**Exercise prompt:** Using the data beneath this instruction, retype only the lines from the one that contains "PR #57, opened 2024-11-06" down to the one that contains "sankey: fix intent negotiation process", both included, exactly as they appear.

**Supplied material:**
================

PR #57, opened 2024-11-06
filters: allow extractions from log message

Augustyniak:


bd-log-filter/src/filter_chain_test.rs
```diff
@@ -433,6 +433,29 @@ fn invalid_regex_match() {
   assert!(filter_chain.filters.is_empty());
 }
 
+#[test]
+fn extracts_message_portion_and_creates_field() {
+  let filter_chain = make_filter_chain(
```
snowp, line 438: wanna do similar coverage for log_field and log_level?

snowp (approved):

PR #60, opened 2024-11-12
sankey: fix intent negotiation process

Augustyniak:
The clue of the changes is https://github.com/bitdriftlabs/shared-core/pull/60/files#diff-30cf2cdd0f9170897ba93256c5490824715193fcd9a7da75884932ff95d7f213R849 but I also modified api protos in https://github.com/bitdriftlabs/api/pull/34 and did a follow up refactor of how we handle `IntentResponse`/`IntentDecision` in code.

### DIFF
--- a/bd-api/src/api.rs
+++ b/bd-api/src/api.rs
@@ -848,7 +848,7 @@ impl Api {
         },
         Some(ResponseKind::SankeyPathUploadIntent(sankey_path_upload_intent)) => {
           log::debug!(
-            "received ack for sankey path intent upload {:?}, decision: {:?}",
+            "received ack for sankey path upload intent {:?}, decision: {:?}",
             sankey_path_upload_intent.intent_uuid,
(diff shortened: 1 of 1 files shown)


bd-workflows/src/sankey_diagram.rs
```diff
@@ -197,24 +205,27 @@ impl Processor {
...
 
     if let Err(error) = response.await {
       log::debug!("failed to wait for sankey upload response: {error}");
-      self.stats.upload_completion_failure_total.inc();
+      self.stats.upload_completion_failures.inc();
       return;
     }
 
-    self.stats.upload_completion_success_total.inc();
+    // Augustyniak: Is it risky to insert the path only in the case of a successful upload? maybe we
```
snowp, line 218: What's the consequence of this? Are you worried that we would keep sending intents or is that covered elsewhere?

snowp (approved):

================

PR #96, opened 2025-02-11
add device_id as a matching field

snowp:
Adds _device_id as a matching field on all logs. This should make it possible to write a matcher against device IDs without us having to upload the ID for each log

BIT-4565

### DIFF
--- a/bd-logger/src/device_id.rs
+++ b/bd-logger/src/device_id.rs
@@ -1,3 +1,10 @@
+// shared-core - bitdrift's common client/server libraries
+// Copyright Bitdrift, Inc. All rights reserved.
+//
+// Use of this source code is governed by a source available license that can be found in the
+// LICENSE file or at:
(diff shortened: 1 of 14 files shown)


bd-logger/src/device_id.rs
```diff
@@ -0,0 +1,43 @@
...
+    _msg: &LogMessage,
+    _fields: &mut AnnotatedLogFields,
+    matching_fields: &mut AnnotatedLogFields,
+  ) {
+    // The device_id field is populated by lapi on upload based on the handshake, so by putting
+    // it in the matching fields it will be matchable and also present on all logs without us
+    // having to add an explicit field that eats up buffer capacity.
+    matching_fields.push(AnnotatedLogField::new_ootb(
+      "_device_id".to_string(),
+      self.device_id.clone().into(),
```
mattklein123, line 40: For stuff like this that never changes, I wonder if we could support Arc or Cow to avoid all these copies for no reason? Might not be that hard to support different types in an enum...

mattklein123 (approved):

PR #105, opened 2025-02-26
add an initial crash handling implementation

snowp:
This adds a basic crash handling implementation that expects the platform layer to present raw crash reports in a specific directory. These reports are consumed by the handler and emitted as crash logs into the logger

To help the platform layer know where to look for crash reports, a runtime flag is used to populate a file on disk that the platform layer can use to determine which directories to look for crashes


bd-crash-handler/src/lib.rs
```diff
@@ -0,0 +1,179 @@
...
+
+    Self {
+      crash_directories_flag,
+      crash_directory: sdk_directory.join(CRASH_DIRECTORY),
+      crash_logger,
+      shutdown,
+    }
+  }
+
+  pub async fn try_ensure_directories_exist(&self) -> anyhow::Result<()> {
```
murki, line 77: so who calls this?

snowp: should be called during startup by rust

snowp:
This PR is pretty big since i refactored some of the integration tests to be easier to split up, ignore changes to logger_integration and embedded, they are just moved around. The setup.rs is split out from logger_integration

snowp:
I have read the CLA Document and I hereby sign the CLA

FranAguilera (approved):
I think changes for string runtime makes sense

================

**Answer box:**
PR #57, opened 2024-11-06
filters: allow extractions from log message

Augustyniak:


bd-log-filter/src/filter_chain_test.rs
```diff
@@ -433,6 +433,29 @@ fn invalid_regex_match() {
   assert!(filter_chain.filters.is_empty());
 }
 
+#[test]
+fn extracts_message_portion_and_creates_field() {
+  let filter_chain = make_filter_chain(
```
snowp, line 438: wanna do similar coverage for log_field and log_level?

snowp (approved):

PR #60, opened 2024-11-12
sankey: fix intent negotiation process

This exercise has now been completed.